Phase 3. Filtering and Correlation
Based on the rules set, the monitoring system filters and correlates the received alert. Filtering can be based on criteria such as:
- Source
- Time generated
- Level
Correlation checks patterns among other alerts to determine anomaly sources and potential impacts.
Phase 4. Classification
In this phase, the event is grouped according to set criteria (such as type and priority) in order to inform the right response. For example, alerts related to intrusion or ransomware would be classified as security events — and this informs a SOC team to act on them.
Phase 5. Response
Based on the action plan and responsibility matrix you previously defined, the relevant team is paged via email, text, online collaboration systems or other agreed channels.
For some IT environments, the event response can be automated, meaning that action is taken independent of human intervention such as rebooting of instances or failover of traffic.
Phase 6. Review
Based on the handling of events and the resultant effect on the quality of IT systems, there should be a regular review of the monitoring planning to ensure that the metrics and thresholds set still meet your requirements. This review should also:
- Update response procedures and responsibility matrices.
- Check performance of metrics associated with the event management process such as quality of data and failed detections leading to service outages.
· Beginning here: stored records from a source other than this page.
Issue #11961, opened 2020-08-17
[Android] Mobile-Install runtime crash caused by rewriting try-with-resources statements


ThomasCJY:
**Background**
* Test repository and branch to repro the issue ([link](https://github.com/ThomasCJY/bazel_example/pull/2))

While using `mobile-intall` to install our android app target, we noticed an instant crash on app open with a stack trace:
```
 E/AndroidRuntime: FATAL EXCEPTION: main
    Process: com.example.bazel, PID: 3197
    java.lang.IllegalAccessError: Illegal class access: 'com.google.devtools.build.android.desugar.runtime.ThrowableExtension' attempting to access 'com.google.devtools.build.android.desugar.runtime.ThrowableExtension$NullDesugaringStrategy' (declaration of 'com.google.devtools.build.android.desugar.runtime.ThrowableExtension' appears in /data/app/~~y9VAI4_h6duHtmrR-6cmMw==/com.example.bazel-F-lfB2AsjpB-6l3LfcfTGQ==/base.apk)
        at com.google.devtools.build.android.desugar.runtime.ThrowableExtension.<clinit>(ThrowableExtension.java:67)
        at com.google.devtools.build.android.desugar.runtime.ThrowableExtension.printStackTrace(ThrowableExtension.java:96)
        at com.google.common.base.Throwables.getStackTraceAsString(Throwables.java:352)
        at com.example.bazel.MainActivity.onCreate(MainActivity.java:27)
```
And the problematic line of code is:
```
import com.google.common.base.Throwables;
....
String s = Throwables.getStackTraceAsString(e);
```
After digging into the issue, I noticed that bazel is using [TryWithResourcesRewriter ](https://github.com/bazelbuild/bazel/blob/master/src/tools/android/java/com/google/devtools/build/android/desugar/TryWithResourcesRewriter.java#L97-L101) to replace `Throwables` with `ThrowableExtension`. Apparently, this change causes issue during runtime where dependency and access permissions has not been handled gracefully. 

**Repro Steps**
* Test repository and branch to repro the issue ([link](https://github.com/ThomasCJY/bazel_example/pull/2))
* Run `bazelisk mobile-install //src/main:app` and open the app, app will instantly crash

nkoroste:
Any updates on this?

arunkumar9t2:
[...]

PR #15184, opened 2022-04-05
Make Desugaring Classes Public

jlaxson:
When an android application is installed via mobile-install, some uses of Throwable (such as getting the stack trace) will cause java.lang.IllegalAccessError as described in #11961.

This applies a fix as described in that thread, making the classes public.


jlaxson:
@ahumesky @ted-xie @kevin1e100 polite bump on this

ted-xie:
No major concerns from my end based on this diff. I see there were a couple presubmit failures; I'll take a look at those.

ted-xie (approved):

Future trends of IT Systems Monitoring
As IT systems grow in complexity, organizations will require to invest in IT systems monitoring tools that provide the capability required to keep up with the technology evolution and the volume of changes made.
A survey from 451 Research had 39% of respondents having invested in between 11 and 30 monitoring tools for their application, infrastructure, and cloud environments—wow! This tool sprawl quickly results in:
- Inefficiencies
- Wasted money
- Missed opportunities
Tools that can span the entire technology landscape and consolidate events across myriad systems and environments will inevitably be more attractive for organizations looking for value for money.
When working with clients over the last years, along with annual research, two primary trends emerge.
Impact of ML and AI
The impact of AI/ML on IT systems monitoring will continue to grow especially given the rising capability of large language models (LLMs). Modern tools that have integrated AI can now handle the entire process lifecycle from detection to response, especially for large event data volumes analysis, as well as handling of tedious activities such as event correlation and log analysis across distributed systems.
With appropriate training, these tools are perfectly suited to sort through alert “noise” and “false positives/negatives” faster and more effectively than any human team. However, this does not mean the total elimination of people from IT systems monitoring — instead, their focus will shift to building better orchestration and automation tools to respond to alerts and resolve them.
Unified observability
The other trend that impacts IT systems monitoring is the advent of unified observability. The rise of platforms that provide a single view — across infrastructure, applications, and user experience — by analyzing logs, metrics and traces means there’s a valuable magnifying glass available to you: more thorough analysis of alerts to pinpoint the exact issues that users are facing across complex environments.
(Splunk is the first platform that unifies full observability with cybersecurity. See how.)
Monitor your business health
For businesses of all sizes, IT systems monitoring is a critical way for guaranteeing the functionality, performance, and security of their IT services. The field of IT systems monitoring will continue to evolve to meet new challenges and offer more benefits as long as technology continues to grow.
The significance of continual improvement cannot be overstated. Organizations will only guarantee that their services provide value by embracing a proactive, data-driven approach to IT systems monitoring.